Continuing on, Frida excelled in her education and attempted to pursue a medical degree. She studied hard and was accepted into one of Mexico’s top notch schools, the Escuela Nacional Preparatoria. But what happened?? Shes not famous for her medical discoveries, shes world renowned for her paintings.

Frida Kahlo was a Mexican painter. She lived a life with many hardships. When she was 15 she was in a bus accident and A sharp pole went through her vagina. These are the words of my Spanish professor. She introduced Frida’s story to our class in 2006. I can hear the biography through her voice so clearly.

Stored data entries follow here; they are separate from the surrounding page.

PR #177, opened 2017-07-13
(TK-149) Reload the crl file in the running webservers on change

camlow325:
This commit uses the tk-filesystem-watcher service to register a change
notification for the CRL file given to the Jetty webserver.  On
detection of a change, the Jetty SSLContextFactory is reloaded.  This
allows for the updated CRL file to be used without requiring a full
webserver restart.  Runtime CRL updating now occurs when tk-jetty9 is
used in a webservice stack which includes the optional
tk-filesystem-watcher dependency.

### DIFF
--- a/java/com/puppetlabs/trapperkeeper/services/webserver/jetty9/utils/InternalSslContextFactory.java
+++ b/java/com/puppetlabs/trapperkeeper/services/webserver/jetty9/utils/InternalSslContextFactory.java
@@ -1,0 +1,166 @@
+package com.puppetlabs.trapperkeeper.services.webserver.jetty9.utils;
+
+import org.eclipse.jetty.util.log.Log;
+import org.eclipse.jetty.util.log.Logger;
+import org.eclipse.jetty.util.security.CertificateUtils;
+import org.eclipse.jetty.util.ssl.SslContextFactory;
+
+import javax.net.ssl.SSLContext;
+import javax.net.ssl.SSLEngine;
+import javax.net.ssl.SSLServerSocket;
+import javax.net.ssl.SSLSocket;
+import java.io.File;
+import java.io.IOException;
+import java.net.InetSocketAddress;
+import java.security.cert.CRL;
+import java.util.Collection;
+
+public class InternalSslContextFactory extends SslContextFactory {
+
+    private static int maxTries = 5;
+    private static int sleepInMillisecondsBetweenTries = 1000;
+    private static final Logger LOG =
+            Log.getLogger(InternalSslContextFactory.class);
+
+    private Collection<? extends CRL> _crls;
+
+    @Override
+    protected void checkNotStarted() {
+    }
+
+    @Override
+    protected void doStart() throws Exception {
+        synchronized (this) {
+            load();
+        }
+    }
+
+    @Override
+    protected void doStop() throws Exception {
+        synchronized (this) {
+            unload();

On September 17, 1925, Kahlo was riding in a bus that collided with a trolley car. She suffered serious injuries because of the accident, including a broken spinal column, a broken collarbone, broken ribs, a broken pelvis, eleven fractures in her right leg, a crushed and dislocated right foot, and a dislocated shoulder. Also, an iron handrail pierced her abdomen and her uterus, compromising her reproductive capacity.

From that day on, she spent the rest of her life painting while she was trying to recover. She kept going. Frida was even a social butterfly. She was married to a painter she admired, Diego Rivera, and she didn’t stop there, Frida pushed the envelope and had several affairs. Her work is so unique. Her paintings were real — but not real, they were surreal. They had elements that seemed real but exaggerated. Illogical images were incorporated into the scene. Frida turned this tragedy into a beautiful result. She represented her thoughts through her paintings. Frida Kahlo said I never painted dreams. I painted my own reality. If you look at her work you will see how truthful it all is. There is no censorship to her thoughts. She’s blunt. Some stuff may offend the faint at heart, but it was her life.

When life hands you lemons, its important to make the most with them. Frida turned a series of unpleasant events into beauty. She painted over and over again and brought us into her world. Life is hard sometimes and its easy to feel like you’re the only one who has it rough. But sometimes when I am brought back to reality and reminded that no ones life is easy, it makes me feel better. Not because I am reminded that other people are having a rough time, but to know that I’m not the only one that is, to know that the world isn’t ganging up on me. When times get tough, its important to remember that things will get better if you rock on.